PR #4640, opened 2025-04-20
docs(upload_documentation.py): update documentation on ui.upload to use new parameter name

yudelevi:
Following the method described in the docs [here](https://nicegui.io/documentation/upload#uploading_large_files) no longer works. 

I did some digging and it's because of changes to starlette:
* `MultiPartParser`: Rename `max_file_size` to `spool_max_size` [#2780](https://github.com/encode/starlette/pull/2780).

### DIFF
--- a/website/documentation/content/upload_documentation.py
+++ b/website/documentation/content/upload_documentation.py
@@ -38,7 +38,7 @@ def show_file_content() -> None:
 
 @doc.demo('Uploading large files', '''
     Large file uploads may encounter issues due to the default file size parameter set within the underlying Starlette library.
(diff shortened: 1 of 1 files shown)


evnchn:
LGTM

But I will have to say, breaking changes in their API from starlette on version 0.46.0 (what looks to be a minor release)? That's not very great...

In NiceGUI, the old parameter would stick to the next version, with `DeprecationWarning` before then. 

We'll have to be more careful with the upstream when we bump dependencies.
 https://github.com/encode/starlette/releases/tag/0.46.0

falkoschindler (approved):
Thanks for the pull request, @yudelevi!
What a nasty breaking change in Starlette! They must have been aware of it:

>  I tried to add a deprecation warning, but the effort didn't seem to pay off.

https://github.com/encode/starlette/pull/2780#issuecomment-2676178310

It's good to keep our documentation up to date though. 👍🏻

*Exercise aim*
Every piece of the data is to be set down again exactly.

*Task output*
PR #4640, opened 2025-04-20
docs(upload_documentation.py): update documentation on ui.upload to use new parameter name

yudelevi:
Following the method described in the docs [here](https://nicegui.io/documentation/upload#uploading_large_files) no longer works. 

I did some digging and it's because of changes to starlette:
* `MultiPartParser`: Rename `max_file_size` to `spool_max_size` [#2780](https://github.com/encode/starlette/pull/2780).

### DIFF
--- a/website/documentation/content/upload_documentation.py
+++ b/website/documentation/content/upload_documentation.py
@@ -38,7 +38,7 @@ def show_file_content() -> None:
 
 @doc.demo('Uploading large files', '''
     Large file uploads may encounter issues due to the default file size parameter set within the underlying Starlette library.
(diff shortened: 1 of 1 files shown)


evnchn:
LGTM

But I will have to say, breaking changes in their API from starlette on version 0.46.0 (what looks to be a minor release)? That's not very great...

In NiceGUI, the old parameter would stick to the next version, with `DeprecationWarning` before then. 

We'll have to be more careful with the upstream when we bump dependencies.
 https://github.com/encode/starlette/releases/tag/0.46.0

falkoschindler (approved):
Thanks for the pull request, @yudelevi!
What a nasty breaking change in Starlette! They must have been aware of it:

>  I tried to add a deprecation warning, but the effort didn't seem to pay off.

https://github.com/encode/starlette/pull/2780#issuecomment-2676178310

It's good to keep our documentation up to date though. 👍🏻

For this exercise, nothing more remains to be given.